When you reach the line containing "Four of the" in the entries below, begin reproducing lines exactly, and stop once the line containing "## One thing to know about the merge" is done.

Provided records =>

================================

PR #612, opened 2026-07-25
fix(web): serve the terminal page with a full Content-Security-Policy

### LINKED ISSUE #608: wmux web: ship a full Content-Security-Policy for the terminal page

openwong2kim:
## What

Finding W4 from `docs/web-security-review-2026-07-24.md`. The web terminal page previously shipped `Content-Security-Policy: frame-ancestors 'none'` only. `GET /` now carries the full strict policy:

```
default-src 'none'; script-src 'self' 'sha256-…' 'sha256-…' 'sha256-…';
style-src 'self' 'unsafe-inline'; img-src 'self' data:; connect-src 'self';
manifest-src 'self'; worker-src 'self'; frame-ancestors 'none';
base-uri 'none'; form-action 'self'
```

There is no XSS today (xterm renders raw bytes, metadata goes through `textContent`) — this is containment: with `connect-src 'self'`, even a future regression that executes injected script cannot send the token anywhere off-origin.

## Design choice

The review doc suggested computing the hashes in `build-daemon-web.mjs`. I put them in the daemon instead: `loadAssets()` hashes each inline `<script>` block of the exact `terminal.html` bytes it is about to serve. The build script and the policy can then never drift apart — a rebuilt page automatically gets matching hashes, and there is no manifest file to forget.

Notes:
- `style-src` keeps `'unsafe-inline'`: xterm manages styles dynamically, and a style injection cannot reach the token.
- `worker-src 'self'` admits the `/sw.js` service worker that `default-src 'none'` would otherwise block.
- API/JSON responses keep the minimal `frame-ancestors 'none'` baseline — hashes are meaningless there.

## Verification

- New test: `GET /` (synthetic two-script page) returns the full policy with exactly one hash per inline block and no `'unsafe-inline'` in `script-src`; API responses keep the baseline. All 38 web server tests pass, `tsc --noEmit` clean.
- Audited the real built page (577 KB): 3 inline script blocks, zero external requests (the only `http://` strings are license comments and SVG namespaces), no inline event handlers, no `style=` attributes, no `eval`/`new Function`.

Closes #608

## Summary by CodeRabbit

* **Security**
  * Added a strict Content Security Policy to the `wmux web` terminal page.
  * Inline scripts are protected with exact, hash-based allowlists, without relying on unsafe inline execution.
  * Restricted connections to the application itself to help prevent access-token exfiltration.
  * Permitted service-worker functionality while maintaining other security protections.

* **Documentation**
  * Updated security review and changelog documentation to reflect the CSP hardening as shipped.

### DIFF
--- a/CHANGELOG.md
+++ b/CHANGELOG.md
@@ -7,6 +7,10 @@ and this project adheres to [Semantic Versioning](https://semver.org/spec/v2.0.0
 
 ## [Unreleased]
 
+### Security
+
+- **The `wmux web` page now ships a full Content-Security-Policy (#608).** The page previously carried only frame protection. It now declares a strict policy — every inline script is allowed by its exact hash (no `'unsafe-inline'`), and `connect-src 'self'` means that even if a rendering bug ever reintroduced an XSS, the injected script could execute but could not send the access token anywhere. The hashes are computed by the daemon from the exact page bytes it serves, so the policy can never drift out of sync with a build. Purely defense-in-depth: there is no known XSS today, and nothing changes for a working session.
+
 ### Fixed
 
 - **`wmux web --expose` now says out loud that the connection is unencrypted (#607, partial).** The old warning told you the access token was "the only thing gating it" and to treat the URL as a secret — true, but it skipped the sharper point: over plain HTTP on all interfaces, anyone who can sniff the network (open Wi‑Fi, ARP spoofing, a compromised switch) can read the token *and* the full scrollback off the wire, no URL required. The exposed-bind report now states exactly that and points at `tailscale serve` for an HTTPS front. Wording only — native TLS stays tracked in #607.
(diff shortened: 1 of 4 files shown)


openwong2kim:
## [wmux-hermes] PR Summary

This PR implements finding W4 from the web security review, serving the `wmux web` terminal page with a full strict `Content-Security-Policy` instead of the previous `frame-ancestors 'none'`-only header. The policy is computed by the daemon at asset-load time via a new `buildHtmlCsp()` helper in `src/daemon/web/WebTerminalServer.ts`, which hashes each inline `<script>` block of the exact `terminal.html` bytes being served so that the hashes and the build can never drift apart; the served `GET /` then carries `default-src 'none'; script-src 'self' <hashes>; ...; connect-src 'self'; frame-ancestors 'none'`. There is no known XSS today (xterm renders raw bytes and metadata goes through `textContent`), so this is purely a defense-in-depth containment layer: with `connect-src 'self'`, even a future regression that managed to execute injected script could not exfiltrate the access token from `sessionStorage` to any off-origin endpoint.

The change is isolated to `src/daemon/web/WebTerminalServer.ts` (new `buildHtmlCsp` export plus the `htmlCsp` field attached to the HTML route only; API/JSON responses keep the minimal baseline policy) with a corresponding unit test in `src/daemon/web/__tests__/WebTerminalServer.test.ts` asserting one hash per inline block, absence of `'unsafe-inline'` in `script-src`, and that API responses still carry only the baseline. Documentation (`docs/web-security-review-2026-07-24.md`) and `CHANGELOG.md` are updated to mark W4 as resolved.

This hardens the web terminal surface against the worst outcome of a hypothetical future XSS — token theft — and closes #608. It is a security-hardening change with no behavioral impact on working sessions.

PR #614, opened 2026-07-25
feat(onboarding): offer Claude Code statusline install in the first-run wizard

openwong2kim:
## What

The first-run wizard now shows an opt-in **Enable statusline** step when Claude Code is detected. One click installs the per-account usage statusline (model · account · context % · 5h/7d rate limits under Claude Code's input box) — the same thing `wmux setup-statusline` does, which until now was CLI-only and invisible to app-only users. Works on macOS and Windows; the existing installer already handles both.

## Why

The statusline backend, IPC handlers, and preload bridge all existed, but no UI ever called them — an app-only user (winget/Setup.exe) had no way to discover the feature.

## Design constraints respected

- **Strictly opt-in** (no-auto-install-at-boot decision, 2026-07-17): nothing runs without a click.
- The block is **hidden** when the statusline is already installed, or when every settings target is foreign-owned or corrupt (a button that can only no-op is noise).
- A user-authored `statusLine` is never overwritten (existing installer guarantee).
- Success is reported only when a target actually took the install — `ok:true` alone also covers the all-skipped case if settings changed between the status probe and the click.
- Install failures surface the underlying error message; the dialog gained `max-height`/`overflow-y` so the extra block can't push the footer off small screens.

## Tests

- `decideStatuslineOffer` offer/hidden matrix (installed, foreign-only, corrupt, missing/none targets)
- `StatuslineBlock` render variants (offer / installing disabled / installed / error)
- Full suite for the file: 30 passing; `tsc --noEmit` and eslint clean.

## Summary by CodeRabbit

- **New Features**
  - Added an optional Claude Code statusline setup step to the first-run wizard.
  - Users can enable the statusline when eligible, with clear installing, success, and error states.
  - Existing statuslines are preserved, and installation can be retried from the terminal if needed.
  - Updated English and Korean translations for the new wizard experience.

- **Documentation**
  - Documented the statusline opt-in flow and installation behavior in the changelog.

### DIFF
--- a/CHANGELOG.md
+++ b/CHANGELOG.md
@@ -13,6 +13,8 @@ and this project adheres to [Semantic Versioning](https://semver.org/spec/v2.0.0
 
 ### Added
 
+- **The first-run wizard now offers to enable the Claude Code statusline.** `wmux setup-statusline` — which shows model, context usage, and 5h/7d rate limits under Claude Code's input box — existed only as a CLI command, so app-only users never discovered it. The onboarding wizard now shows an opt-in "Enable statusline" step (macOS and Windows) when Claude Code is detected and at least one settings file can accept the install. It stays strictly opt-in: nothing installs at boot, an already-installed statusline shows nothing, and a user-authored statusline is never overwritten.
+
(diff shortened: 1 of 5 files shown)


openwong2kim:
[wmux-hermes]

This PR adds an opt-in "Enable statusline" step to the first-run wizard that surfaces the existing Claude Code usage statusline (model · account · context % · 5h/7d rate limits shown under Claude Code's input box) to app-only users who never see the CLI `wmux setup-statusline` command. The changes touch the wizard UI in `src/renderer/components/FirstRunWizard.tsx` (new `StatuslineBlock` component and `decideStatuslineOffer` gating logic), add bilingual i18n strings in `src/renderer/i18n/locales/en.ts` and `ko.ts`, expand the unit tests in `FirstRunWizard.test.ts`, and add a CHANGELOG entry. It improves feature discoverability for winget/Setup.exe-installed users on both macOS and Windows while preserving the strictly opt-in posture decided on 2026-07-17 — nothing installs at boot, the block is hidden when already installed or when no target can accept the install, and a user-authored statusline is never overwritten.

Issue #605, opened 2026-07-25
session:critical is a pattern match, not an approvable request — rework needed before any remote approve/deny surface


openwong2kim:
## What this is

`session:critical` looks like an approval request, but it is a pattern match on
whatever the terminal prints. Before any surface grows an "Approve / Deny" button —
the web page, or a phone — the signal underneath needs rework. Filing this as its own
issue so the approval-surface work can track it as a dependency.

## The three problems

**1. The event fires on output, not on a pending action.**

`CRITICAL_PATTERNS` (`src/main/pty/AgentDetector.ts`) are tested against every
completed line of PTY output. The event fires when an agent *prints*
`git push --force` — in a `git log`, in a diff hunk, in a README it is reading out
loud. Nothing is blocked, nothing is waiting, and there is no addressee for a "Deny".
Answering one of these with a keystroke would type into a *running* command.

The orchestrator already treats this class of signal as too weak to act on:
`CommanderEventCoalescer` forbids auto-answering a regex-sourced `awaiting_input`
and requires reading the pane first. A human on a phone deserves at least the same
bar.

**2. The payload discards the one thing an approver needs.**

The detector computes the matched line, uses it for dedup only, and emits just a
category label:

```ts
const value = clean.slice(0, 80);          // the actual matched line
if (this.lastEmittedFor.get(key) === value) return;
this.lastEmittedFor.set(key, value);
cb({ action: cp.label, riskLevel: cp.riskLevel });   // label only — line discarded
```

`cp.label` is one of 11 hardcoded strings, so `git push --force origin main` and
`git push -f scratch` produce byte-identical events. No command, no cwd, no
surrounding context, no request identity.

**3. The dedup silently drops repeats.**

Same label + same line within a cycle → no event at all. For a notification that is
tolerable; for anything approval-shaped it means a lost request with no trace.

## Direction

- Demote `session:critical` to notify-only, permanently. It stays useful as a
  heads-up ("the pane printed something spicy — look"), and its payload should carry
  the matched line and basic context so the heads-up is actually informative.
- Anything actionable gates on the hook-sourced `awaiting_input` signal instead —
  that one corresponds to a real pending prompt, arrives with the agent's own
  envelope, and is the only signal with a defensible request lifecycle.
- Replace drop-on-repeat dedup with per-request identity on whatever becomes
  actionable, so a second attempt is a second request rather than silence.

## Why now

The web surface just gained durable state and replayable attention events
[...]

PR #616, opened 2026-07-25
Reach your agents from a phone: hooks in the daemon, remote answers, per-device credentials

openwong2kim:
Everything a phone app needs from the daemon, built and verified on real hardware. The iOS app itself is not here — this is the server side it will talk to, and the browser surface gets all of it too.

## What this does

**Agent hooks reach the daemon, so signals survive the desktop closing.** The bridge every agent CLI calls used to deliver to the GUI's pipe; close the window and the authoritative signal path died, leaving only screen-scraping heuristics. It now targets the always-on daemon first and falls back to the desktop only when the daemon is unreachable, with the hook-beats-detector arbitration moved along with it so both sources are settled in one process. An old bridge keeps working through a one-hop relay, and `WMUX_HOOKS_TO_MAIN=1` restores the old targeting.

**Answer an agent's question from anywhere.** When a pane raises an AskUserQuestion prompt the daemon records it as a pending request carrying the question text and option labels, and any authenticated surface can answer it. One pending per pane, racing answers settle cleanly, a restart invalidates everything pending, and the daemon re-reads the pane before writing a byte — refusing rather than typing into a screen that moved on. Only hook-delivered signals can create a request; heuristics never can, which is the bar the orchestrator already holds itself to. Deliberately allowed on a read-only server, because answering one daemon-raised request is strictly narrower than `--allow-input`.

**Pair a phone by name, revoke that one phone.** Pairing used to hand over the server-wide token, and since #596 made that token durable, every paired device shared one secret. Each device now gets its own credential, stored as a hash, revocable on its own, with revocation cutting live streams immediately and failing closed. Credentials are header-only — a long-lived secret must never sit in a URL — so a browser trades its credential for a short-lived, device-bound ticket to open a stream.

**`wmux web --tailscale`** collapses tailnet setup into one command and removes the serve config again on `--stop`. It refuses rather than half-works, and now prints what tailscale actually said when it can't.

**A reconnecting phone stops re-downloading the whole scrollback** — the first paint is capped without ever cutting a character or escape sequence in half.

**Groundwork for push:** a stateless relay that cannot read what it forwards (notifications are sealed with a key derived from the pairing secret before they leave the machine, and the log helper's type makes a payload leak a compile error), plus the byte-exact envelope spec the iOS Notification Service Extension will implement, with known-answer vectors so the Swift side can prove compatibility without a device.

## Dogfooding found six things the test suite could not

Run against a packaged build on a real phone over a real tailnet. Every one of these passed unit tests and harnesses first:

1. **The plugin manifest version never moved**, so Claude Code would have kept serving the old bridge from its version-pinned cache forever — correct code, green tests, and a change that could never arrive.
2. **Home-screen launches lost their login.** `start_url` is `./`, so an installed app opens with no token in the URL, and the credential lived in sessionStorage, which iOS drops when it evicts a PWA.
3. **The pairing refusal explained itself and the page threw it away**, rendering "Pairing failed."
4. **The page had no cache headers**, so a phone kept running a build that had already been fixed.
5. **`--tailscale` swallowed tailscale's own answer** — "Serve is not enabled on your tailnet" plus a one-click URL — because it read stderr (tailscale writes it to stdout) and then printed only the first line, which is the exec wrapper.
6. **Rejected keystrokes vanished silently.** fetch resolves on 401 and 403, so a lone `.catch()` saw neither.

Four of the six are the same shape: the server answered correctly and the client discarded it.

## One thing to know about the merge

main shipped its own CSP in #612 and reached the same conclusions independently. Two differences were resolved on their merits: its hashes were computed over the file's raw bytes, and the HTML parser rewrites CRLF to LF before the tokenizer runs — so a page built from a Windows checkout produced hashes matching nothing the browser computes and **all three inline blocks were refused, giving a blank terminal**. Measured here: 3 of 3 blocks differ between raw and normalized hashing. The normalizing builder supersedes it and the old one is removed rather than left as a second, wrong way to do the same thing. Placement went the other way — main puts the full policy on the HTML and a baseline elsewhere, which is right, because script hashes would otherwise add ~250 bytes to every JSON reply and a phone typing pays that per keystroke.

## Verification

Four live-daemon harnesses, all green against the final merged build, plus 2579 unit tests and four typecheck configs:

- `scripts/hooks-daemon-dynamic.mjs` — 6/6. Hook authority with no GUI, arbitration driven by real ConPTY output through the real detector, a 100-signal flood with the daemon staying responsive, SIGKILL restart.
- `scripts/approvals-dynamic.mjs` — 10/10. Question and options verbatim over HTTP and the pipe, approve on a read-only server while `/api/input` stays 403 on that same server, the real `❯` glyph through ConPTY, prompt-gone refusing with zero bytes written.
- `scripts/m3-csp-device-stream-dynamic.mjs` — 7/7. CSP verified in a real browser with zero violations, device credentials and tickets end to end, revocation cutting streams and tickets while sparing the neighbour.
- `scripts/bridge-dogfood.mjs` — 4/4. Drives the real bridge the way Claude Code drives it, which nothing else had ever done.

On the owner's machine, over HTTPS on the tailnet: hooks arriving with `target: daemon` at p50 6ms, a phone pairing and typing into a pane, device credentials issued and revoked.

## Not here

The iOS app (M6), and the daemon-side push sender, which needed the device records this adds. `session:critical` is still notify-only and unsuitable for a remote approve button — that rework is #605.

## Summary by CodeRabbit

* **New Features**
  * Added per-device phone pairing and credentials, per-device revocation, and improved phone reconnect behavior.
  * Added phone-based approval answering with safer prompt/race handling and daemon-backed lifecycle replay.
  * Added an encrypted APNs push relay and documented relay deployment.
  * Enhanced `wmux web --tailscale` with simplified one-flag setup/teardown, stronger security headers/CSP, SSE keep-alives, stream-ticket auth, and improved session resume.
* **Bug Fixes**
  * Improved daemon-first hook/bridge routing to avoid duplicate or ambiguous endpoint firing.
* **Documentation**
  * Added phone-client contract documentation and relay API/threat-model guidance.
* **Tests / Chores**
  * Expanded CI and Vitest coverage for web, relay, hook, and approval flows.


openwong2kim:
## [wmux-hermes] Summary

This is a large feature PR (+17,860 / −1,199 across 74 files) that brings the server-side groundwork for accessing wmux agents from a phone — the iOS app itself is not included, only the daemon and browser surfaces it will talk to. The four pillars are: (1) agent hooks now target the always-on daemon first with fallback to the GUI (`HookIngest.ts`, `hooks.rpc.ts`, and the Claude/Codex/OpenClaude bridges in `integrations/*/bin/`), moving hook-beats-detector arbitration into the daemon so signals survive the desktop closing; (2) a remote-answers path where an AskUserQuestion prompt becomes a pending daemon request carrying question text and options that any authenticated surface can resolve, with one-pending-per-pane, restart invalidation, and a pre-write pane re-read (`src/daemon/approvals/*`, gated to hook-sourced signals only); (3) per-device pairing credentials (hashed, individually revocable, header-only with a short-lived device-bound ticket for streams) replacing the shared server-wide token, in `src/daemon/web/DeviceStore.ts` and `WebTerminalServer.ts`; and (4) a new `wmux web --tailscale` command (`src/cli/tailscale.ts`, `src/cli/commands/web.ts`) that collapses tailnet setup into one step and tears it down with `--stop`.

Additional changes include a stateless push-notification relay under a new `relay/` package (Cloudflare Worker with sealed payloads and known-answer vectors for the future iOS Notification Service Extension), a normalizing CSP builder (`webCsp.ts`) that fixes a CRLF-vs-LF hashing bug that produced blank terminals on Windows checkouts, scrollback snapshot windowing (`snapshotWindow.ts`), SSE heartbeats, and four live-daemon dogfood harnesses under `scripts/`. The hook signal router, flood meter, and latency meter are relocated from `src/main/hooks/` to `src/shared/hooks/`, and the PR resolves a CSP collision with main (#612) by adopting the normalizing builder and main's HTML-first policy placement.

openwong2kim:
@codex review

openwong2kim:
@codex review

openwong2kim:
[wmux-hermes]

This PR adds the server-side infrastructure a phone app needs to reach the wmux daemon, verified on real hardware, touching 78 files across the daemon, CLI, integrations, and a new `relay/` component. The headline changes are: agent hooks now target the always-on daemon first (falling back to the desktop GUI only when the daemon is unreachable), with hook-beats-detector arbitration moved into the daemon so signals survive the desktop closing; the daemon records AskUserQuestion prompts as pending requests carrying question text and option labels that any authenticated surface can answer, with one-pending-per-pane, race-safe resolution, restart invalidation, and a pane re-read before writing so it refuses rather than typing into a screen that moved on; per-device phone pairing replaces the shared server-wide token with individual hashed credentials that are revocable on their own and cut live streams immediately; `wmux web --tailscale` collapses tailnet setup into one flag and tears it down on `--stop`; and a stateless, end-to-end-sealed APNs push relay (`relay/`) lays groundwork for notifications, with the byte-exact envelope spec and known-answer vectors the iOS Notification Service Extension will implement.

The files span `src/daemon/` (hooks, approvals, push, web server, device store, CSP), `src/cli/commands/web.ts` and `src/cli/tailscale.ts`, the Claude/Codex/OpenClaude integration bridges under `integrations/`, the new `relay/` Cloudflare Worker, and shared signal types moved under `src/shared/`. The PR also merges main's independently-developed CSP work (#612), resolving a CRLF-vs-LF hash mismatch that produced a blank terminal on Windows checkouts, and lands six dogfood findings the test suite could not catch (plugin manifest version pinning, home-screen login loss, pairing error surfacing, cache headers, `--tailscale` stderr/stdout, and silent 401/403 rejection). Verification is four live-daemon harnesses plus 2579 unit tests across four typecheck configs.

================================

Solved problem =>
Four of the six are the same shape: the server answered correctly and the client discarded it.

## One thing to know about the merge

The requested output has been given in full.